▶ **WORK TO COMPLETE**:
Among the entries below, find each line with "curious" and show it.

Stored data
================
PR #70, opened 2021-05-19
MB-7939 test create_mto_shipments endpoint

eamahanna:
## Description

This PR adds a new file `prime_endpoint_workflows.py`. The intent of this file is to create workflows that will specifically target a single endpoint. To test the primeapi create_mto_shipment endpoint, run the following command:
 
`locust -f locustfiles/prime_workflow --tags createMTOShipmentWorkflow`

I also created added the first two pages to this repo's wiki 🎉 and updated the readme to point to the wiki for some custom test command information.

https://github.com/transcom/milmove_load_testing/wiki

## Reviewer Notes

The naming of the files is a little wonky. Do you have any better suggestions?

## Setup

To load test the create_mto_shipment endpoint complete the following steps:
1. `make server_run` in the mymove repo
2. `locust -f locustfiles/prime_workflow --tags createMTOShipmentWorkflow` in the load testing repo
3. Enter a set number of users and spawn rate (It's easy to test with 10 and 10)

## References

* [Jira story](tbd) for this change.
* [This article](tbd) explains more about the approach used.

### DIFF
--- a/locustfiles/prime_workflow.py
+++ b/locustfiles/prime_workflow.py
@@ -4,6 +4,7 @@ from locust import HttpUser, between
 from utils.hosts import MilMoveHostMixin, MilMoveDomain
 from utils.constants import PRIME_API_KEY, SUPPORT_API_KEY
 from tasks import PrimeWorkflowTasks
+from tasks.prime_endpoint_workflows import PrimeEndpointWorkflowsTasks
 from utils.parsers import SupportAPIParser, PrimeAPIParser
 
 support_api = SupportAPIParser()
@@ -24,5 +25,5 @@ class PrimeWorkflowUser(MilMoveHostMixin, HttpUser):
     parser = {PRIME_API_KEY: prime_api, SUPPORT_API_KEY: support_api}
 
     # For the tasks, we can define all the workflow tasksets we have set up:
-    tasks = {PrimeWorkflowTasks: 1}
+    tasks = {PrimeWorkflowTasks: 1, PrimeEndpointWorkflowsTasks: 1}
     weight = 1
--- a/locustfiles/prime_workflow.py
+++ b/locustfiles/prime_workflow.py
@@ -3,7 +3,7 @@ from locust import HttpUser, between
 
 from utils.hosts import MilMoveHostMixin, MilMoveDomain
 from utils.constants import PRIME_API_KEY, SUPPORT_API_KEY
-from tasks import PrimeWorkflowTasks
+from tasks.prime_hhg_workflow import PrimeWorkflowTasks
 from tasks.prime_endpoint_workflows import PrimeEndpointWorkflowsTasks
 from utils.parsers import SupportAPIParser, PrimeAPIParser
 
--- a/tasks/prime_endpoint_workflows.py
+++ b/tasks/prime_endpoint_workflows.py
@@ -9,7 +9,7 @@ from utils.constants import MOVE_TASK_ORDER
 logger = logging.getLogger(__name__)
 
 
-@tag("workflow")
+@tag("endpointWorkflow")
 class PrimeEndpointWorkflowsTasks(PrimeTasks, SupportTasks):
     """Workflow Task Set
     Each task is a workflow from start to finish.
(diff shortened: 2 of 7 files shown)


tasks/prime_endpoint_workflows.py
```diff
@@ -0,0 +1,50 @@
...
+        This is a basic workflow that checks if there is an existing move, then calls the create_mto_shipment endpoint.
+        """
+        self.workflow_title = "create_mto_shipment endpoint"
+
+        # Ensure there is a move avaliable for a shipment
+        if not self._get_move():
+            return
+
+        # Set shipment type to HHG, so there can be multiple shipments on the same move
+        overrides = {"shipmentType": "HHG"}
```
eamahanna, line 37: @sandy-wright should I leave this override or let it fail once an NTS shipment has been added once? It is suppose to fail in that scenario....

tasks/prime_endpoint_workflows.py
```diff
@@ -0,0 +1,50 @@
...
+
+from locust import tag, task
+
+from .prime import PrimeTasks, SupportTasks
+from utils.constants import MOVE_TASK_ORDER
+
+logger = logging.getLogger(__name__)
+
+
+@tag("workflow")
```
sandy-wright, line 12: I might make this workflow tag different from the other one, just so it can also be used to differentiate from the other workflow. But, frankly, I don't know if it's necessary - we'll probably be using the tags on the tasks themselves to do that

tasks/prime_endpoint_workflows.py
sandy-wright: I would go ahead and leave it, these workflows are supposed to work 100% of the time. The comment is very helpful too!

tasks/prime_endpoint_workflows.py
```diff
@@ -0,0 +1,50 @@
...
+        overrides = {"shipmentType": "HHG"}
+        shipment = super().create_mto_shipment(overrides)
+        logger.info(f"{self.workflow_title} - Created shipment {shipment['id'][:8]}")
+
+    def _get_move(self):
+        move_task_order = super().get_stored(MOVE_TASK_ORDER)
+        if not move_task_order:
+            if not self.has_all_default_mto_ids():
+                super().fetch_mto_updates()
+            move_task_order = super().create_move_task_order()
```
sandy-wright, line 46: You should use `self` instead of `super()` for these function calls. `super()` is only needed if you're overriding a function on a class and want to call the version of the function from the parent class(es). For example:
```python
class Student(Person):

def __init__(name, birthday, classes): # overrides the __init__ method from Person
    super().__init__(name, birthday) # calls the __init__ method from Person
    self.classes = classes
```

You're not actually overriding anything here (the function names have to match exactly for that), so you just want to call the methods that are on this class already (because they were inherited). So `self` is good here.

sandy-wright (commented):
LGTM, although I haven't gotten the chance to test it yet. Left some comments, and will test it ASAP once load testing is done!

tasks/prime_endpoint_workflows.py
eamahanna: Ahhhh, noted

locustfiles/prime_workflow.py
```diff
@@ -3,7 +3,8 @@
 
 from utils.hosts import MilMoveHostMixin, MilMoveDomain
 from utils.constants import PRIME_API_KEY, SUPPORT_API_KEY
-from tasks import PrimeWorkflowTasks
+from tasks.prime_hhg_workflow import PrimeWorkflowTasks
+from tasks.prime_endpoint_workflows import PrimeEndpointWorkflowsTasks
```
sandy-wright, line 7: Oh, this is super minor, but since you put the imports for these into the `tasks/__init__.py`, you can actually simplify this import to `from tasks import PrimeWorkflowTasks, PrimeEndpointWorkflowsTasks`

sandy-wright (approved):
Works well! 🎉 

Left another small comment about code formatting, but looks good overall. The names are awkward, but I have no suggestion for improvements lol. Maybe use the singular for workflow: `PrimeEndpointWorkflowTasks`? Idk

PR #71, opened 2021-05-20
[MB-8067] Load testing GHC APIs for SC & TOO move details orders, shipments, and service items 

duncan-truss:
## Description

This PR adds load testing tasks to the office users requesting the GHC API for orders, shipments, and service items.  The TOO user will make request for all of this data on the Move Details page whereas the Services Counselor will do the same except for service items, which will not exist.

The other big change in this PR is that I've change the local store to save moves and other data in a normalized Dict instead of a list.  With the former list we would likely be filling the local store with duplicate data and had to search if we want to update a particular item.  This will come in handy as we can make paginated requests for the queue data and it will only add the non-existent data and not overwrite.  Then when an individual record is fetched with the full details, we can update that single record that previously only had cursory data from the queue results.

Load testing report for simulating 500 office users w/ 1000 moves in the local database: 
[report_1621540220.4369168.html.zip](https://github.com/transcom/milmove_load_testing/files/6518531/report_1621540220.4369168.html.zip)

PR in the mymove repository with payload changes to the queue and authorization: https://github.com/transcom/mymove/pull/6669

## Setup

```sh
make local_docker_build
make local_docker_office_up
```

If you are testing a significant number of users > 200 then you should increase the file descriptor limit where you run `make server_run`.  To raise the limit from 256 you would use the command `ulimit -n 2048`

## References

* [Jira story](https://dp3.atlassian.net/browse/MB-8067) for this change.

## Screenshots

Screen Shot 2021-05-20 at 4 07 13 PM
Screen Shot 2021-05-20 at 4 07 23 PM
Screen Shot 2021-05-20 at 4 07 33 PM
Screen Shot 2021-05-20 at 4 07 42 PM


tasks/office.py
```diff
@@ -33,30 +34,36 @@ class OfficeDataStorageMixin:
...
         list.
 
-        :param object_key: str in [MOVE_TASK_ORDER, MTO_SHIPMENT, MTO_SERVICE_ITEM, PAYMENT_REQUEST]
+        :param object_key: str in [MOVE_TASK_ORDER, MTO_SHIPMENT, MTO_SERVICE_ITEM, ORDER, PAYMENT_REQUEST]
+        :param object_id: str uuid of a single object item key to return
         """
         data_list = self.local_store[object_key]
+        data_item = data_list.get("object_id")
+        if data_item is not None:
+            return data_item
```
sandy-wright, line 56: Should this be `data_item = data_list.get(object_id)`? This is trying to get an item with the literal key `"object_id"` instead of whatever value the variable `object_id` has. I was under the impression the shape of this dict would be like:
```python
{
    "uuid1": {<object data here>},
    "uuid2": {<object 2 data here>},
}
```
but I may have misunderstood.

tasks/office.py
```diff
@@ -66,34 +73,16 @@ def add_stored(self, object_key, object_data):
 
         if len(data_list) >= self.DATA_LIST_MAX:
             num_to_delete = random.randint(1, len(data_list))
-            del data_list[:num_to_delete]
+            # Convert a dict to a list so we can take a slice by insertion order fifo
+            self.local_store[object_key] = dict(list(data_list.items())[num_to_delete:])
```
sandy-wright, line 77: This is an interesting edit! We might want to do `num_to_delete - 1` because this would cause an exception if it happened to be the value of the length of the list (that's my bad originally).

tasks/office.py
```diff
@@ -66,34 +73,16 @@ def add_stored(self, object_key, object_data):
...
 
         # Some creation endpoint auto-create multiple objects and return an array,
         # but each object in the array should still be considered individually here:
         if isinstance(object_data, list):
-            data_list.extend(object_data)
+            normalized = {value["id"]: value for value in object_data}
```
sandy-wright, line 82: Oooh I don't see this syntax often. It might be worth adding a comment about what's happening here.

tasks/office.py
```diff
@@ -66,34 +73,16 @@ def add_stored(self, object_key, object_data):
...
+            self.local_store[object_key] = {**normalized, **data_list}
```
sandy-wright, line 83: The use of `data_list` is starting to get confusing because it's not actually a list anymore. Would you be willing to change it to `data_dict` or something else that's a bit more informative?

sandy-wright: This is also unusual syntax and might be worth a comment. It is neat though. I think this mixin needs unit tests as well 🤔  (although you don't need to take point on adding those now - I also think we should standardize and combine this with the Prime storage mixin)

tasks/office.py
```diff
@@ -142,6 +135,9 @@ def get_move(self, overrides=None):
             **self.user.cert_kwargs,
         )
         new_mto, success = check_response(resp, "getMove")
+        if success:
+            self.add_stored(MOVE_TASK_ORDER, new_mto)
+        return new_mto
```
sandy-wright, line 140: Should this be indented, or do you want to return the payload regardless of if it was a success or not? I think in the Prime we just return None

tasks/office.py
```diff
@@ -163,9 +159,61 @@ def get_moves_queue(self, overrides=None):
...
+        # If id was provided, get that specific one. Else get any stored one.
+        object_id = overrides.get("id") if overrides else None
+        move = self.get_stored(MOVE_TASK_ORDER, object_id)
+        if move is None:
+            logger.info("Skipping get orders no move is stored yet")
+            return
+
+        orders_id = move.get("ordersId")
+        if orders_id is None:
+            move = self.get_move({"id": move["id"]})
```
sandy-wright, line 181: It feels weird to see a dict passed in like this instead of a keyword argument, but I guess it's not wrong? Not really sure where I land on that

tasks/office.py
```diff
@@ -215,6 +266,9 @@ def get_move(self, overrides=None):
             **self.user.cert_kwargs,
         )
         new_mto, success = check_response(resp, "getMove")
+        if success:
+            self.add_stored(MOVE_TASK_ORDER, new_mto)
+        return new_mto
```
sandy-wright, line 271: Same question as above

tasks/office.py
```diff
@@ -232,5 +286,81 @@ def get_moves_queue(self, overrides=None):
             **self.user.cert_kwargs,
         )
         moves, success = check_response(resp, "getMovesQueue")
+        if success:
+            self.add_stored(MOVE_TASK_ORDER, moves["queueMoves"])
 
-        self.add_stored(MOVE_TASK_ORDER, moves["queueMoves"])
+    @tag(ORDER, "getOrder")
+    @task
+    def get_orders(self, overrides=None):
```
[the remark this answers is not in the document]
sandy-wright: +1 that we should think about that. It's tricky though, might need a good brainstorming sesh. We need to remember that we don't have a lot of folks on MM who are super familiar with Python, so we do want to avoid any solutions that are too complex or abstract

sandy-wright (changes requested):
Looks like there might be a couple of issues in the storage mixin, and I had a couple of other questions throughout. Great work though! It's really cool to see folks picking up this codebase so well 😄

tasks/office.py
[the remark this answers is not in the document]
Ryan-Koch: +1 on the idea of doing some brainstorming on that. I suspect there's a happy place in the abstraction spectrum we can shoot for.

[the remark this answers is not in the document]
duncan-truss: Agreed, I'm thinking we may still need to be smarter about how we store things by status and that is a looming thing that may influence how we do things.

tasks/office.py
duncan-truss: It's technically a dict comprehension but happy to add a comment too about the transformation.

tasks/office.py
duncan-truss: Agreed, I added the comment to the top of the function but can talk about the combination here for which keys get overwritten.  Tests are a great idea and would give me more confidence as my Python brain is a little rusty.

tasks/office.py
duncan-truss: I don't think I meant for it to be indented, I don't feel that strongly about it though.  I don't think Python has a strict a convention on return values as Go because of the error return type.

tasks/office.py
duncan-truss: That was your overrides functionality if I'm understanding it correctly.  Are you saying we don't need it to be so generalized?

tasks/office.py
sandy-wright: Maybe one comment for both of these lines that these are different examples of dict comprehension/composition. It's a neat example of two distinct strategies to do this!

tasks/office.py
sandy-wright: Tests could be a separate ticket imo! That's what Roci did, since folks had to get used to the testing environment. I'd be happy to pair on them too

tasks/office.py
sandy-wright: OH, I was confused, I thought this was some kind of `get_stored` call. But it's an endpoint! Blah, sorry 😄

tasks/office.py
duncan-truss: Done!

tasks/office.py
sandy-wright: The reason we might want to indent this is because receiving a `None` from this function would be a clear way to indicate that the endpoint call was not successful. I _think_ in the Prime tasks, we assume that if we get a JSON response, that it is the JSON for a 200 response. 

It shouldn't cause an issue if you're handling the returned values carefully (and I think you are), but I guess I just like returning None as a way to indicate failure. I really don't have that strong of an opinion about this either, so whichever way feels best to you

sandy-wright (approved):
LGTM, thanks for fixing the important issues! If you do anything else, I would like renaming `data_list` to `data_dict`, but nothing else is required ☺️ 

I'm also curious, why are there so many 404s for getting service items/shipments? Is that the response we get if there just aren't any service items/shipments? Here's a screenshot: 
Screen Shot 2021-05-21 at 12 36 00 PM

That's not particularly troubling if it's about lack of shipments/service items, but it would be kinda weird if it's because the move wasn't found. Either way, 404s are okay responses for load testing 🤷

duncan-truss:
> LGTM, thanks for fixing the important issues! If you do anything else, I would like renaming `data_list` to `data_dict`, but nothing else is required ☺️
> 
> I'm also curious, why are there so many 404s for getting service items/shipments? Is that the response we get if there just aren't any service items/shipments? Here's a screenshot:
> Screen Shot 2021-05-21 at 12 36 00 PM
> 
> That's not particularly troubling if it's about lack of shipments/service items, but it would be kinda weird if it's because the move wasn't found. Either way, 404s are okay responses for load testing 🤷

I agree `data_list` might be misleading, I was trying to keep things semi-coherent with the prime storage naming while introducing the new dict structure.  I'm not sure how I feel about adding types to the names but liked how you had it in the definition.

I'm not seeing the same failures you are, is your database filled from the devseed in the other PR https://github.com/transcom/mymove/pull/6669 ? 404s make sense if the moveId is doesn't exist or there are no service items or shipments like you said.

sandy-wright:
> I agree `data_list` might be misleading, I was trying to keep things semi-coherent with the prime storage naming while introducing the new dict structure. I'm not sure how I feel about adding types to the names (I guess this is a microcosm for when the underlying structure changes) but liked how you had it in the definition at least.
> 
> I'm not seeing the same failures you are, is your database filled from the devseed in the other PR [transcom/mymove#6669](https://github.com/transcom/mymove/pull/6669) ? 404s make sense if the moveId is doesn't exist or there are no service items or shipments like you said.

Oh yeah, the naming scheme in general is not great (my apologies!). If you can think of some other name besides `data_dict` that doesn't imply a data type but still gets the point across, please feel free to implement it! We can change the Prime version to match. 

I might not have devseeded in a bit, so that very well could have been the problem. That will probably occur a lot in experimental, since there is no devseed there ☺️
================
▶ **RESPONSE BELOW**:
I'm also curious, why are there so many 404s for getting service items/shipments? Is that the response we get if there just aren't any service items/shipments? Here's a screenshot: 
> I'm also curious, why are there so many 404s for getting service items/shipments? Is that the response we get if there just aren't any service items/shipments? Here's a screenshot:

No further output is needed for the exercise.